==== SOURCE MATERIAL

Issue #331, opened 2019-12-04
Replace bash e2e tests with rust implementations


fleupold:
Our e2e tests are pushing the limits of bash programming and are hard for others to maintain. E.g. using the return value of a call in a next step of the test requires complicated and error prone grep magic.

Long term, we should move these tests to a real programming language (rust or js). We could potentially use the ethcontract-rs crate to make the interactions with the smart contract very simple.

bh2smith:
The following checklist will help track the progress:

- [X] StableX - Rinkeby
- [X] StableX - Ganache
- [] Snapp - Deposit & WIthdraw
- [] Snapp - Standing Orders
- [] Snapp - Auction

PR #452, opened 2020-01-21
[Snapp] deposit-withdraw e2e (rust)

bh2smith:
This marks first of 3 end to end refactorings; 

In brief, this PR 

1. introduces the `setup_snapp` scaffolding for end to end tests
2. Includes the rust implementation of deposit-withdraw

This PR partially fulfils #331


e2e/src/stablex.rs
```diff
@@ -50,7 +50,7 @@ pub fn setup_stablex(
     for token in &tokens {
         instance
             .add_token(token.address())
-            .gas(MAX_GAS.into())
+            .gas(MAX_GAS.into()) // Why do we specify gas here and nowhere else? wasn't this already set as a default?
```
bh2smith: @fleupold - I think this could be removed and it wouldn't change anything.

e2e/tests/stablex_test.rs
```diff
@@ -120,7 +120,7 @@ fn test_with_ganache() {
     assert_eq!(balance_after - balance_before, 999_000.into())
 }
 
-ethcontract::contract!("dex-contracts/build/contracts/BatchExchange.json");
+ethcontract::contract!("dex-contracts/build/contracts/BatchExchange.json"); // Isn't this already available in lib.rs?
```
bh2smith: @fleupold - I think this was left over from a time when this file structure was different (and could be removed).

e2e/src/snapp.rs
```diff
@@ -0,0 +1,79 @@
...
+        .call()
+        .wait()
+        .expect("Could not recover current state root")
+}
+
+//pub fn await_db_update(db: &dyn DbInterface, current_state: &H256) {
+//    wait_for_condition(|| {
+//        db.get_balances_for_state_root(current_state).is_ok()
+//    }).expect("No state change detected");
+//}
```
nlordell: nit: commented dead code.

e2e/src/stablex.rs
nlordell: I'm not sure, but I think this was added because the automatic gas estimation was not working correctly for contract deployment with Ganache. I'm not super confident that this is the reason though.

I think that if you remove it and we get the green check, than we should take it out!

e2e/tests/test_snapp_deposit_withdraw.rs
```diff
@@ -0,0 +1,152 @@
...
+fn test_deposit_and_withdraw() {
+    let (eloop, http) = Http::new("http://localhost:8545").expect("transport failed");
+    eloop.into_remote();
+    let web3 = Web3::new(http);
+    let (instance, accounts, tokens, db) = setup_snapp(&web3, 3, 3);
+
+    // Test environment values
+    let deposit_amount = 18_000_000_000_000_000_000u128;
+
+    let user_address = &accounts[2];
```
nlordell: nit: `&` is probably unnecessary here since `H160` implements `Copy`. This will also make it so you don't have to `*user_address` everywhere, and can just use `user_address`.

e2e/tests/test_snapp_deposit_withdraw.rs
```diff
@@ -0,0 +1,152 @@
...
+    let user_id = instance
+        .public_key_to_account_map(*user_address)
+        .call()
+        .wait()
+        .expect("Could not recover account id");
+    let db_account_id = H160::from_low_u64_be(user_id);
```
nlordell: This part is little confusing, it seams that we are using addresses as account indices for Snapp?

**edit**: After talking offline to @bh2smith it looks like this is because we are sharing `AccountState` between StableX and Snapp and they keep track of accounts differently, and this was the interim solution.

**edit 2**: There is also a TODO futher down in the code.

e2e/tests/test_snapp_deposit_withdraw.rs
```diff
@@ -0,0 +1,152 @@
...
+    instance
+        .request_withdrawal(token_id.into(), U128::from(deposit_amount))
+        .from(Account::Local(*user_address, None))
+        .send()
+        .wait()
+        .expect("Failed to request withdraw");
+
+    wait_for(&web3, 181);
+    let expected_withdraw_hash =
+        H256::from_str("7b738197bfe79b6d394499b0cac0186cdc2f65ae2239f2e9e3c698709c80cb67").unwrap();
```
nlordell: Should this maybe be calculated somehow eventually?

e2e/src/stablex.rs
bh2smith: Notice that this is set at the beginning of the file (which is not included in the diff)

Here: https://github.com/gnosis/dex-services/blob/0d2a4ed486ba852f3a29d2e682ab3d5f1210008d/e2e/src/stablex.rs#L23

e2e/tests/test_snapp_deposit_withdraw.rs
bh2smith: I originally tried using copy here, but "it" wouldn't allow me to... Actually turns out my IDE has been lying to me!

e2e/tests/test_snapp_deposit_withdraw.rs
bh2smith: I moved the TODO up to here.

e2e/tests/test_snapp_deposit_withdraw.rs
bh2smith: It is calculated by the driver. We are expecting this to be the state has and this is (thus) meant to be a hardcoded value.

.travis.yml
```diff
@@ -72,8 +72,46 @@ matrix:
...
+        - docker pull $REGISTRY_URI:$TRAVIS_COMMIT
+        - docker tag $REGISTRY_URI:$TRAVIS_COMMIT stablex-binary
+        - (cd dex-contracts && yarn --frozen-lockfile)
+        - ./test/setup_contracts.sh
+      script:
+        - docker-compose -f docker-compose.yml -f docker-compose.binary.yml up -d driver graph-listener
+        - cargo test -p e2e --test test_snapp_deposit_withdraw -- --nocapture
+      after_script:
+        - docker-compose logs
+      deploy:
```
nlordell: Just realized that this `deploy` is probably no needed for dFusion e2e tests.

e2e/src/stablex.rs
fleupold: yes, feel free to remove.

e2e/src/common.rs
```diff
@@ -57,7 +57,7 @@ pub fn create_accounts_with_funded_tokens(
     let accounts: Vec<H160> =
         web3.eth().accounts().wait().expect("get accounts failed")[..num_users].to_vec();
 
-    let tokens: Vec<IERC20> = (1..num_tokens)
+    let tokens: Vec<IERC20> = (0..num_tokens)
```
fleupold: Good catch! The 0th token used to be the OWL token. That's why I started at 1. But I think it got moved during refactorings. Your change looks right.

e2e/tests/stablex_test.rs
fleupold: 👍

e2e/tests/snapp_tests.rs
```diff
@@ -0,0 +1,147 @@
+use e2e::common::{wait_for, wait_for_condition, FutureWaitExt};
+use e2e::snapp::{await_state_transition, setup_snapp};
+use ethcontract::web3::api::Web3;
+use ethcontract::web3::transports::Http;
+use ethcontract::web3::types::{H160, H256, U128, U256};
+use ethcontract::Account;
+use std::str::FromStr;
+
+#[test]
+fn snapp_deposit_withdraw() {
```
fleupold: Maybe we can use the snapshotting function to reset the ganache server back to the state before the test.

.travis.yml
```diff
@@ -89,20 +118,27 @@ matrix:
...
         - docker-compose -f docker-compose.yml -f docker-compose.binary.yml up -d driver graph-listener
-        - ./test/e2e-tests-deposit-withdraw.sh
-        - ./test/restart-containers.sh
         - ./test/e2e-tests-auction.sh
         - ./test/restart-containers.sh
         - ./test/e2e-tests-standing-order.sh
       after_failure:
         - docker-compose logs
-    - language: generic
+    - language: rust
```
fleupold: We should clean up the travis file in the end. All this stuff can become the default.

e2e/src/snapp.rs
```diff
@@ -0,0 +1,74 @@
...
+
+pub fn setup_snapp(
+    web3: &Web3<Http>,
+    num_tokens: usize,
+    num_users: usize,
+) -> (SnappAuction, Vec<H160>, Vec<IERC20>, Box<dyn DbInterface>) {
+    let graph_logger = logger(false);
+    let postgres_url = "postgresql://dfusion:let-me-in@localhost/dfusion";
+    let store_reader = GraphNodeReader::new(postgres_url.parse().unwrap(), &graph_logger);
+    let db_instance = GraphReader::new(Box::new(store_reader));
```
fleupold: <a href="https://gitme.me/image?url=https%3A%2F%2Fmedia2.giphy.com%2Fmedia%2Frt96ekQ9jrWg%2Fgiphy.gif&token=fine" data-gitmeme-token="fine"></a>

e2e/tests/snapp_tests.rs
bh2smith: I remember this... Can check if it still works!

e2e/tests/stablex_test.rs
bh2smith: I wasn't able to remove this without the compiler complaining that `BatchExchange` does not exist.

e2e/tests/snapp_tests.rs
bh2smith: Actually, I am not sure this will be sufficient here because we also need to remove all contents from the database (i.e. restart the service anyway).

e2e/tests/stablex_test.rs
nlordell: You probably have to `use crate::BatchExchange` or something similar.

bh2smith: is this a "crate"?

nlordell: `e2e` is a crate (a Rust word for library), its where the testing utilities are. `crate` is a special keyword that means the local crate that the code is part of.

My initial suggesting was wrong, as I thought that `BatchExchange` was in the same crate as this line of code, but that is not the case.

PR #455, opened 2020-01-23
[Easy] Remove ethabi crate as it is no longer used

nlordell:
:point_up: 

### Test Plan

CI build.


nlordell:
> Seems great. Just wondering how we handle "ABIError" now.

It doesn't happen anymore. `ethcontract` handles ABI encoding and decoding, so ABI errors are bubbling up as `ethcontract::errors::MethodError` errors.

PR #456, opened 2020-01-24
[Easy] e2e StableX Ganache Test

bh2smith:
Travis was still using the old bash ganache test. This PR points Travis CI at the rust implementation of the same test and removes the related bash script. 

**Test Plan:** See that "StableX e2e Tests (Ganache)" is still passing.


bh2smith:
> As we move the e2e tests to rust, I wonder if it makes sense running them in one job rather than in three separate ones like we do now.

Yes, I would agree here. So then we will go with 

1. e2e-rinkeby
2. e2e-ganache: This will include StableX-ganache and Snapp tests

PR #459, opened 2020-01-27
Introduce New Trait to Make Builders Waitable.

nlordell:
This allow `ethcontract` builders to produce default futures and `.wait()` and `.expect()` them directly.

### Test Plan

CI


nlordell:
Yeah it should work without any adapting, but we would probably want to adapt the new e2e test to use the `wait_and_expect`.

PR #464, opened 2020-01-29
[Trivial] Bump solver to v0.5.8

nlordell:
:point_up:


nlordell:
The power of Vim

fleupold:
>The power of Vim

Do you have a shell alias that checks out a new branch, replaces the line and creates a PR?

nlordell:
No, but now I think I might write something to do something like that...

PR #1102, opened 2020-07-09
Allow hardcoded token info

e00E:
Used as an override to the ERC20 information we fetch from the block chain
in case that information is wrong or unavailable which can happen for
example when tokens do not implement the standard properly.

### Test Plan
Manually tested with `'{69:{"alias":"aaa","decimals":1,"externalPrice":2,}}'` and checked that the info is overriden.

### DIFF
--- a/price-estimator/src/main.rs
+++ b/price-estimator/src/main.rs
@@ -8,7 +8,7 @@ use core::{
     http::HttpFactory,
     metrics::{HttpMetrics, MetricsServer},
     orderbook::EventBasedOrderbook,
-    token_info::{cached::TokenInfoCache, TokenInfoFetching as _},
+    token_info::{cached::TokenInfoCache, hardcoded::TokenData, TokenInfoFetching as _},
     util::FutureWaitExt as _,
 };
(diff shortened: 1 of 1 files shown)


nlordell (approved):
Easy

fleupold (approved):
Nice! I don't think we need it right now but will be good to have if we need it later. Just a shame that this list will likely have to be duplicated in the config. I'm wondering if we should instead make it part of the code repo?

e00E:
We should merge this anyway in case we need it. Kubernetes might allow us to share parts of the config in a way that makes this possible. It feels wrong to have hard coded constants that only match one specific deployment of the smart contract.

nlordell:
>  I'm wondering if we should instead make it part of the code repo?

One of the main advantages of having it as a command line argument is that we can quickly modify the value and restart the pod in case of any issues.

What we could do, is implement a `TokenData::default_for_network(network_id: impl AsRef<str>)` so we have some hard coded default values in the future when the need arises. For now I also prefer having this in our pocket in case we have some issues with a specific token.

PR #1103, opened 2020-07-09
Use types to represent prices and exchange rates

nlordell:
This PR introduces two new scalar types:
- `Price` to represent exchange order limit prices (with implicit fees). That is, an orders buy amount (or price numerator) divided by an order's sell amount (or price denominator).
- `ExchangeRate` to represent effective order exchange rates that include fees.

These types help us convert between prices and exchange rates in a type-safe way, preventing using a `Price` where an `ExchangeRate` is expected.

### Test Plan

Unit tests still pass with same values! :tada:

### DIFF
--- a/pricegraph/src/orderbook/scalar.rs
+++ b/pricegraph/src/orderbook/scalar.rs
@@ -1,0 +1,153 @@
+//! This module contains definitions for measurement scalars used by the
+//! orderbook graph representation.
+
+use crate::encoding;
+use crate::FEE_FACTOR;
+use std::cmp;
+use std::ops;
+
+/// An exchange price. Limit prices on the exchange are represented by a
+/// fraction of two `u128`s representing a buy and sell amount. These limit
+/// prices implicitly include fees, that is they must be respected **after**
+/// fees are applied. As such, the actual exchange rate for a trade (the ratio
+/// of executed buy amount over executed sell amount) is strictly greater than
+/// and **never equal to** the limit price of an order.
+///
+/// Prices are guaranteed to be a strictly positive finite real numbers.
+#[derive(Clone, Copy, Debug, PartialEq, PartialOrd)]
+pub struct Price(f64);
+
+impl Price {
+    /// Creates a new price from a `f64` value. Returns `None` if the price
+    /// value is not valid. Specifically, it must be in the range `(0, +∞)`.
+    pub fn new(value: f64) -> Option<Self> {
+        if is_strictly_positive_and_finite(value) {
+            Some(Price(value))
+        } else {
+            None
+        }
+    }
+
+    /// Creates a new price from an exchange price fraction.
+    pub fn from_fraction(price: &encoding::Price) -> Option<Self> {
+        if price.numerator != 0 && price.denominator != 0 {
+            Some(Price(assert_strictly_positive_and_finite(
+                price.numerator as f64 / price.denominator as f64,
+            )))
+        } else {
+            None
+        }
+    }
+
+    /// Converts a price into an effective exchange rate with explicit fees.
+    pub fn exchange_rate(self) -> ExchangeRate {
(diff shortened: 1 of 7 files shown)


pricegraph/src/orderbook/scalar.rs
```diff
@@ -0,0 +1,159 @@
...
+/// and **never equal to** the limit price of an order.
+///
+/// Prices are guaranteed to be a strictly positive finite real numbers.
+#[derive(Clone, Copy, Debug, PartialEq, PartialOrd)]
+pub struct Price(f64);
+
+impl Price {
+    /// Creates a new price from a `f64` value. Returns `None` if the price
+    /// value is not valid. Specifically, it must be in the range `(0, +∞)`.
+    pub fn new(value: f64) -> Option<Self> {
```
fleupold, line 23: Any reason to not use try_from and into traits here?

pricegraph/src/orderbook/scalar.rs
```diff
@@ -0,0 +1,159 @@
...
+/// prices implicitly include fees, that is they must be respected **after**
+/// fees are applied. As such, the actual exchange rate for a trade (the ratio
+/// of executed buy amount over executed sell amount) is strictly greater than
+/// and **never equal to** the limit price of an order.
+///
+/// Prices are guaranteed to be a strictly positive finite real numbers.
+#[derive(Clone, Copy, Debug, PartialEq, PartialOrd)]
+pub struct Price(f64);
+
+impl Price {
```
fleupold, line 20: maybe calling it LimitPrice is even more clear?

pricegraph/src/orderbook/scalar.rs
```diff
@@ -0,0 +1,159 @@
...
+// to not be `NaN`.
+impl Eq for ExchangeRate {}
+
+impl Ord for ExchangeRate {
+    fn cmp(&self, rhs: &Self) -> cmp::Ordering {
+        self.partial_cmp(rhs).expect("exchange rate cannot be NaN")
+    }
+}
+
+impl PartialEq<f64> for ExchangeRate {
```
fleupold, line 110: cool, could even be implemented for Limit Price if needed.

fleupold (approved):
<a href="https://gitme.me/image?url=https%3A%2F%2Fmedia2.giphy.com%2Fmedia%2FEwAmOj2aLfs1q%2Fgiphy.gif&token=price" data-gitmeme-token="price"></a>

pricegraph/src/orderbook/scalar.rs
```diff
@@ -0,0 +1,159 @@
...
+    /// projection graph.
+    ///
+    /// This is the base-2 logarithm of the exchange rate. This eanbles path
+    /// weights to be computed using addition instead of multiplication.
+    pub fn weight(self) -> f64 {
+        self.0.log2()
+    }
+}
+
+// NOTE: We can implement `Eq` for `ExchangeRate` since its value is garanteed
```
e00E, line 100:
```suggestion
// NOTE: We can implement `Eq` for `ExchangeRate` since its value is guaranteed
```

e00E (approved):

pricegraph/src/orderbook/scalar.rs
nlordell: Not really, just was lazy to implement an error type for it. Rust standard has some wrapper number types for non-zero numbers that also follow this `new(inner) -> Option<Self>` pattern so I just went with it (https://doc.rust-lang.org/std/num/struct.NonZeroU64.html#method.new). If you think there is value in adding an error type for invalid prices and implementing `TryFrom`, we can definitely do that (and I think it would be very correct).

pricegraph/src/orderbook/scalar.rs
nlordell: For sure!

========

== EXERCISE DESCRIPTION ==
Copy every line from the entries that contains the word "because".

== RESULT ==
nlordell: I'm not sure, but I think this was added because the automatic gas estimation was not working correctly for contract deployment with Ganache. I'm not super confident that this is the reason though.
**edit**: After talking offline to @bh2smith it looks like this is because we are sharing `AccountState` between StableX and Snapp and they keep track of accounts differently, and this was the interim solution.
bh2smith: Actually, I am not sure this will be sufficient here because we also need to remove all contents from the database (i.e. restart the service anyway).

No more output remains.